HOOFDSTUK 1 ....juweeltje....

 

“Tonnema”, dat juweeltje onder de familiebedrijven, wordt in 1902 opgericht door suikerbakker Nicolaas de Vries, die voor zijn financiering terechtkomt bij de kinderloze, welgestelde herenboer Tonnema. Die schept er genoegen in het bedrijf zijn naam te doen geven.

Na het verscheiden van de oude Tonnema wordt de onderneming een exclusieve aangelegenheid van De Vries en zijn nazaten. In de twintiger jaren komt de tweede generatie aan bod; uiteindelijk  zullen de zoons Nico sr. en Piet ieder 50 procent van de aandelen bezitten. De derde generatie verschijnt aan het eind van de jaren vijftig in de leiding van bet bedrijf; het zijn de twee zonen van Nico sr.: Nico jr. en Fons.

Met het schitterende pepermuntmerk “King” als vlaggenschip (wie heeft er nog nooit één in de mond gehad?) gaat het “Tonnema” voor de wind. De winst na belastingen bedraagt gedurende de ‘seventies’ gemiddeld ƒ 1 miljoen, en het eigen vermogen bedraagt ultimo 1980 dan ook ruim ƒ 16 miljoen.
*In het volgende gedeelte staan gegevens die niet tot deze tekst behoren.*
PR #400, opened 2018-04-19
feature: add getDictionarySemigroup/getDictionaryMonoid getObjectSemigroup

raveclassic:


src/Monoid.ts
```diff
@@ -126,6 +129,17 @@ export const monoidVoid: Monoid<void> = {
   empty: undefined
 }
 
+const emptyObject = {}
+
+/**
+ * @instance
+ * @since 1.4.0
+ */
+export const monoidObject: Monoid<object> = {
```
gcanti: This looks more general

```ts
const getDictionaryMonoid = <A>(S: Semigroup<A>): Monoid<{ [key: string]: A }> => {
  ...
}
```

Then

```ts
const monoidObject: Monoid<object> = getDictionaryMonoid(getLastSemigroup<any>())

declare const x1: object
declare const x2: object
const x3 = monoidObject.concat(x1, x2)
```

WDYT?

raveclassic: Isn't `getDictionaryMonoid` supposed to build monoids for dictionary _values_, not dictionaries itselves?
Anyway I noticed some room for improvement - `semigroupObject`/`monoidObject` should better be replaced with factories accepting type argument with default value `never` like it's done for `getArraySemigroup`/`getArrayMonoid`

gcanti: > Isn't getDictionaryMonoid supposed to build monoids for dictionary *values*, not dictionaries itselves?

Not sure what you mean.

Here's an example

```ts
const d1: { [key: string]: number } = { foo: 1, bar: 2 }
const d2: { [key: string]: number } = { bar: 3, baz: 4 }

const M = getDictionaryMonoid(semigroupSum)

console.log(M.concat(d1, d2))
// { foo: 1, bar: 5, baz: 4 }
```

raveclassic: `getDictionaryMonoid(semigroupSum)` here you specify semigroup for dictionary values, but I don't need one. I need to concat `object`s using `Object.assign`, not values in of their keys.

```typescript
const foo = {
  foo: 123,
  bar: '000'
}
const bar = {
  bar: '123'
}
const monoidObject = getObjectMonoid<object>()
const result = fold(monoidObject)([foo, bar]) // { foo: 123, bar: '123' }
const expected = Object.assign({}, foo, bar)
assert.deepEqual(result, expected)
```

I've update the code replacing constants with functions.

gcanti: ok but what I mean is that `Object.assign` behaves like a `Last` semigroup on values (i.e. the second argument of `concat` wins)

```ts
const foo = {
  foo: 123,
  bar: '000'
}
const bar = {
  bar: '123'
}
const monoidObject: Monoid<object> = getDictionaryMonoid(getLastSemigroup<any>())
const result = fold(monoidObject)([foo, bar]) // { foo: 123, bar: '123' }
```

`getDictionaryMonoid` looks useful and more general (`monoidObject`, as you can see, is just a special case).
With the same abstraction I can handle other cases than `Object.assign`, like mine above

```ts
const d1: { [key: string]: number } = { foo: 1, bar: 2 }
const d2: { [key: string]: number } = { bar: 3, baz: 4 }

const M = getDictionaryMonoid(semigroupSum)

console.log(M.concat(d1, d2))
// { foo: 1, bar: 5, baz: 4 }
```

gcanti: Btw here's my quick and dirty implementation to test the snippets I wrote

```ts
const getDictionaryMonoid = <A>(S: Semigroup<A>): Monoid<{ [key: string]: A }> => {
  return {
    concat: (x, y) => {
      const r: { [key: string]: A } = { ...x }
      for (let k in y) {
        if (x.hasOwnProperty(k)) {
          r[k] = S.concat(x[k], y[k])
        } else {
          r[k] = y[k]
        }
      }
      return r
    },
    empty: {}
  }
}
```

raveclassic: But `getLastSemigroup` ignores the first value if last is undefined. So if second object does not have a key from the first one, it will be ignored. This does not align with `Object.assign` which collects everything available.
```typescript
export const getLastSemigroup = <A = never>(): Semigroup<A> => {
  return { concat: (_, y) => y }
}
```
I understand that I can build semigroup which picks either last or first (if last is undefined) but, anyway, key iteration does not look performant.

raveclassic: Looks good, although key iteration is less performant as straight assignments (I guess)

gcanti: This should be faster than my previous version

```ts
const getDictionaryMonoid = <A>(S: Semigroup<A>): Monoid<{ [key: string]: A }> => {
  return {
    concat: (x, y) => {
      const r: { [key: string]: A } = { ...x }
      const keys = Object.keys(y)
      const len = keys.length
        const k = keys[i]
        r[k] = x.hasOwnProperty(k) ? S.concat(x[k], y[k]) : y[k]
      }
      return r
    },
    empty: {}
  }
}
```

/cc @sledorze

gcanti: @raveclassic I wrote a benchmark (getDictionaryMonoid vs Object.assign)

**Code**

```js
const Benchmark = require('benchmark')

const { getLastSemigroup } = require('../lib/Semigroup')

const getDictionaryMonoid = S => {
  return {
    concat: (x, y) => {
      const r = { ...x }
      const keys = Object.keys(y)
      const len = keys.length
        const k = keys[i]
        r[k] = x.hasOwnProperty(k) ? S.concat(x[k], y[k]) : y[k]
      }
      return r
    },
    empty: {}
  }
}

const monoidObject1 = getDictionaryMonoid(getLastSemigroup())

const monoidObject2 = {
  concat: (x, y) => Object.assign({}, x, y),
  empty: {}
}

const foo = {
  foo: 123,
  bar: '000'
}
const bar = {
  bar: '123'
}

suite
  .add('monoidObject1 (getDictionaryMonoid)', function() {
    monoidObject1.concat(foo, bar)
  })
  .add('monoidObject2 (Object.assign)', function() {
    monoidObject2.concat(foo, bar)
  })
  .on('cycle', function(event) {
  })
  .on('complete', function() {
  })
  .run({ async: true })
```

**Results**

```
monoidObject1 (getDictionaryMonoid) x 2,288,891 ops/sec ±0.73% (88 runs sampled)
monoidObject2 (Object.assign) x 2,140,533 ops/sec ±0.46% (89 runs sampled)
Fastest is monoidObject1 (getDictionaryMonoid)
```

raveclassic: ok you got me :) 
V8 is such a weird thing...

raveclassic: What about `getObjectSemigroup`? Is it worth adding?

gcanti: Not a fan of duplicated APIs in `Semigroup` and `Monoid` sharing the same constraint (in this case `Semigroup<A>`)

raveclassic: What do you think about moving `concat` to `getDictionarySemigroup` accepting dictionary value semigroup? Then `getDictionaryMonoid` could just pass accepted semigroup to `getDictionarySemigroup`?

```typescript
type Dictinonary = { [key: string]: A } 
declare const getDictionarySemigroup = <A>(S: Semigroup<A>): Semigroup<Dictionary<A>>;
const getDictionaryMonoid = <A>(S: Semigroup<A>): Monoid<Dictionary<A>> {
  return {
    ..getDictionarySemigroup(S),
    empty: {}
  }
}
```

raveclassic: Just to better align with FL-spec, concat goes from semigroup, empty - from monoid

raveclassic: Some more thoughts here - `getDictionaryMonoid/getDictionarySemigroup` destroy the type of objects they concatenate:
```typescript
import { getLastSemigroup, Semigroup } from './Semigroup'
import { fold, Monoid } from './Monoid'

type Dictionary<A> = { [key: string]: A }

declare const getDictionarySemigroup: <A>(S: Semigroup<A>) => Semigroup<Dictionary<A>>

const getDictionaryMonoid = <A>(S: Semigroup<A>): Monoid<Dictionary<A>> => {
    return {
        ...getDictionarySemigroup(S),
        empty: {}
    }
}

type Config = {
  foo?: number
  bar: string
}

const configs: Config[] = [
  {
    foo: 123,
    bar: '123'
  },
  {
    bar: '231'
  }
]

const monoidConfig = getDictionaryMonoid(getLastSemigroup<number | string | undefined>())

const result = fold(monoidConfig)(configs)
const test = result.bar // any, the type is lost

```

raveclassic: @gcanti The problem is that `bar` is `string`, not `string | number | undefined` :)

gcanti: > bar is expected to be string

No, it isn't, since you are working with dictionaries (there's `getRecordSemigroup` / `getRecordMonoid` for that)

```ts
// monoidConfig: Monoid<Dictionary<string | number | undefined>>
const monoidConfig = getDictionaryMonoid(getLastSemigroup<number | string | undefined>())
```

That's how TypeScript works with index signatures

```ts
declare const x: Config
const y: Dictionary<string | number | undefined> = x
y.bar // string | number | undefined
```

Anyway this PR is about `Monoid<object>`

raveclassic: This PR is about folding lists of _objects_ of the same type (with explicitly defined interface) using `Object.assign` as binary operation. `Object.assign` preserves types of objects it operates on, and moreover it does not treat objects as key-value dictionaries. I'd like to stress it.
```typescript
type Config = {
    foo?: number
    bar: string
}

const configs: Config[] = [{ foo: 123, bar: '123' }, { bar: '456' }]
const res = Object.assign({}, configs[0], configs[1])
res.bar // string
```

On the other hand `getDictionaryMonoid` using any Semigroup instance for dictionary values _does_ destroy original type of objects, converting them to dictionaries where type of dictionary value is a union of all possible value types in original objects. This _is not_ the desired behavior, but it _does_ make sense for other usecases (concatenation of dictionary values).

gcanti: > This PR is about folding lists of objects of the same type (with explicitly defined interface)

I see, based on your original code and tests I thought we were talking about `Monoid<object>`. 

So `getDictionaryMonoid`, despite being a nice generalization of `Monoid<object>`, solves another user case (namely `Dictionary<A>`) than `getObjectMonoid` (as described above).

I guess we could add them both

```ts
export const getDictionaryMonoid = <A>(S: Semigroup<A>): Monoid<Dictionary<A>> => {
  return {
    concat: (x, y) => {
      ...
    },
    empty: {}
  }
}

const monoidObject = getDictionaryMonoid(getLastSemigroup<any>())

export const getObjectMonoid = <A extends object = never>(): Monoid<A> => monoidObject as any
```

raveclassic: Nice :) So what about splitting Monoid to Monoid and Semigroup parts? Setoid/Ord (and others) are splitted though you could get full ord each time :)

gcanti: In this particular case I don't see any value in splitting the `Semigroup` and `Monoid` factories, since the constraint is the same. 

However if you prefer to split them, feel free to do it so.

raveclassic:
@gcanti Please, review

src/Monoid.ts
```diff
@@ -88,6 +92,35 @@ export const getArrayMonoid = <A = never>(): Monoid<Array<A>> => {
...
+ * Gets {@link Monoid} instance for objects of given type preserving their type
+ * @function
+ * @since 1.4.0
+ * @example
+ * const M = getObjectMonoid<{ foo: number }>()
+ * const result = fold(M)([{ foo: 123 }, { foo: 456 }]) // { foo: 456 }
+ */
+export const getObjectMonoid = <A extends object = never>(): Monoid<A> => ({
+  ...getObjectSemigroup<A>(),
+  empty: emptyObject as A
```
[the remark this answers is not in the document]
raveclassic: Agree

src/Semigroup.ts
```diff
@@ -127,6 +127,41 @@ export const getArraySemigroup = <A = never>(): Semigroup<Array<A>> => {
...
+/**
+ * Gets {@link Semigroup} instance for objects of given type preserving their type
+ * @function
+ * @since 1.4.0
+ * @example
+ * const S = getObjectSemigroup<{ foo: number }>()
+ * const result = S.concat({ foo: 123 }, { foo: 456 }) // { foo: 456 }
+ */
+export const getObjectSemigroup = <A extends object = never>(): Semigroup<A> =>
+  getDictionarySemigroup(getLastSemigroup()) as any
```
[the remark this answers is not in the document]
raveclassic: yep, nice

Met de rijke Sneker fabrikant Joh. J. Lampe als grote animator wordt dan besloten gebruik te maken van een fiscaal gunstige mogelijkheid om vermogen van de vennootschap aan aandeelhouders uit te keren: "herkapitalisatie".
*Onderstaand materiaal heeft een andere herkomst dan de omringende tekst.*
PR #403, opened 2018-04-20
StrMap#filter function added

mlegenhausen:


src/StrMap.ts
```diff
@@ -52,6 +52,16 @@ export class StrMap<A> {
     }
     return out
   }
+  filter(p: Predicate<A>): StrMap<A> {
```
gcanti: tag `@since` is missing

src/StrMap.ts
```diff
@@ -52,6 +52,16 @@ export class StrMap<A> {
...
+    const o = this.value
+    const r: { [key: string]: A } = {}
+    for (const k in o) {
+      if (p(o[k])) {
```
gcanti: we can avoid duplication here with a `const value = o[k]`

src/StrMap.ts
```diff
@@ -272,6 +282,14 @@ export const pop = <A>(k: string, d: StrMap<A>): Option<[A, StrMap<A>]> => {
   return a.isNone() ? none : some(tuple(a.value, remove(k, d)))
 }
 
+/**
+ * @function
+ * @since 1.4.0
+ */
+export const filter = <A>(fa: StrMap<A>, p: Predicate<A>): StrMap<A> => {
```
gcanti: since there is a `filter` method, we can avoid exporting a static function here, WDYT?

mlegenhausen: I am fine with removing it, so do `Option` and `Either` also not reexporting it.

gcanti:
Thanks @mlegenhausen

PR #409, opened 2018-04-26
Internal: use getObjectSemigroup in StrMap.concat

gcanti:


src/StrMap.ts
```diff
@@ -70,8 +71,10 @@ export class StrMap<A> {
 
 const empty: StrMap<never> = new StrMap({})
 
+const semigroupAnyObject = getObjectSemigroup<any>()
+
 const concat = <A>(x: StrMap<A>, y: StrMap<A>): StrMap<A> => {
-  return new StrMap(Object.assign({}, x.value, y.value))
+  return new StrMap(semigroupAnyObject.concat(x.value, y.value))
```
raveclassic: Has come in handy :)

PR #410, opened 2018-04-26
Docs: add ReaderTaskEither instance to mtl example

gcanti:


examples/mtl.ts
```diff
@@ -35,12 +50,12 @@ function likePost<M>(M: Monad<M>, U: MonadUser<M>, F: MonadFB<M>): (token: strin
 
 import { URI as IOURI, io, IO } from 'fp-ts/lib/IO'
 
-const monadUserIO: MonadUser<IOURI> = {
+const monadUserIO: MonadUser1<IOURI> = {
```
RPallas92: Why IO and Task use Monad1 and ReaderTaskEither uses Monad instead of Monad3?

PR #413, opened 2018-05-01
New Feature: add Lattice typeclass hierarchy, closes #412

### LINKED ISSUE #412: Lattice typeclass hierarchy
It would be useful to have a lattice typeclass hierarchy similar to e.g. https://github.com/typelevel/algebra/tree/master/core/src/main/scala/algebra/lattice 

I am porting some data structures from scala to ts that need a lattice hierarchy.

Feature

Lattice typeclass hierarchy does not exist

**If the current behavior is a bug, please provide the steps to reproduce and if possible a minimal demo of the problem via https://codesandbox.io/ or similar.**

Lattice typeclass hierarchy should exist in fp-ts

n/a

gcanti:
@rklaehn could you please review?

### DIFF
--- a/src/BooleanAlgebra.ts
+++ b/src/BooleanAlgebra.ts
@@ -1,0 +1,73 @@
+import { HeytingAlgebra } from './HeytingAlgebra'
+
+/**
+ * Boolean algebras are Heyting algebras with the additional constraint that the law of the excluded middle is true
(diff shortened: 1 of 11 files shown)


rklaehn:
Thanks, that was fast! Looks good as far as I can see. (I just compared to the typelevel algebra impl).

Deze operatie vindt in 1981, ‘82 en ‘83 plaats, en kost de onderneming een bedrag van ƒ 5,2 miljoen. In de altijd wat touwtrekkerige relatie tussen goed rendement voor de eigenaren en verantwoorde investering in de onderneming is dit bedrag best te rechtvaardigen, en door jaarlijkse nettowinsten die rond de ƒ 1,6 miljoen schommelen ziet de balans er op 1 januari 1988 als volgt uit:

Een plaatje waarbij menig ondernemer het water in de mond loopt.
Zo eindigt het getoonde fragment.